Uma das pacientes prejudicadas pela paralisação, a técnica em enfermagem Anna Nery Vitorino de Araújo, 41 anos, que desde o ano passado luta contra um câncer de mama, conta que precisou voltar a fazer quimioterapia por conta do atraso na realização de sua cirurgia.
“Meu tumor, que já era avançado, cresceu ainda mais. Agora precisei voltar para a quimioterapia e não sei quando poderei ser cirurgiada. Eles não poderiam ter se dado ao luxo de me fazerem esperar. Muitas cirurgias de urgência foram desmarcadas, inclusive a minha, que não era eletiva”, explicou a funcionária pública, que já passou por oito sessões de quimioterapia e, agora, com o diagnóstico de aumento do tumor, segue sem nenhuma previsão de quando poderá se submeter a cirurgia.
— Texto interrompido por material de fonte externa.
PR #993, opened 2023-05-03
Feature/manifest sbor json + SBOR refactors

dhedey:
## Summary
The goal of this PR was to allow Omar to pick up SBOR JSON integration in the toolkit - which also (apparently) required getting Manifest JSON encoding working.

Já o advogado Floriano Brito Júnior, que representa os médicos do Hospital da Fundação Assistencial da Paraíba, reafirmou que todos os casos emergenciais foram resolvidos e que somente as cirurgias eletivas foram deixadas para a semana seguinte. Segundo ele, a paralisação foi realizada por 22 médicos, entre os dias 1 e 5 de setembro, para cobrar reajuste na tabela dos procedimentos pagos pelo SUS, melhorias nas condições físicas do setor oncológico, aquisição de um novo tomógrafo, além do pagamento das glosas, que correspondem ao não repasse dos valores referentes aos atendimentos realizados por profissionais médicos. Até agora, segundo o advogado, nenhuma solicitação foi atendida.
O que diz a FAP
Sobre as cirurgias, o presidente da FAP, Hélder Macedo, disse que a instituição não é responsável pela agenda dos médicos. “O fato de os procedimentos não estarem sendo conduzidos dentro da normalidade é decorrente da falta de estímulo dos profissionais, que não estão encorajados a marcarem novas cirurgias em virtude da falta de recursos, já que toda a verba disponibilizada para o setor oncológico neste ano já foi utilizada”, esclareceu.
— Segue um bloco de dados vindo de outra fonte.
PR #994, opened 2023-05-04
Architecture: Add Index to Blueprint Schema

talekhinezh:
## Summary
Add Index and SortedIndex into blueprint schema. This is to allow blueprint schema to define these datastructures statically rather than rely on dynamically created structures.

A respeito das reivindicações dos médicos, o presidente informou que só o Ministério da Saúde pode aumentar o valor do teto dos serviços realizados pelo hospital, e que este ainda não se manifestou em relação ao problema.
Enquanto isso, os usuários do setor de Oncologia que fazem tratamento na FAP continuam esperando uma resposta do Ministério da Saúde e um encaminhamento para seus casos.
“Não sei mais o que fazer. Estão querendo me transferir para o Hospital Laureano, em João Pessoa. Meu problema só se complica. Não tenho condições financeiras de arcar com os custos do tratamento. É tudo muito caro e o tempo é cada vez mais curto. Não é justo que em decorrência dos problemas da FAP eu pague com a vida”, desabafou Anna.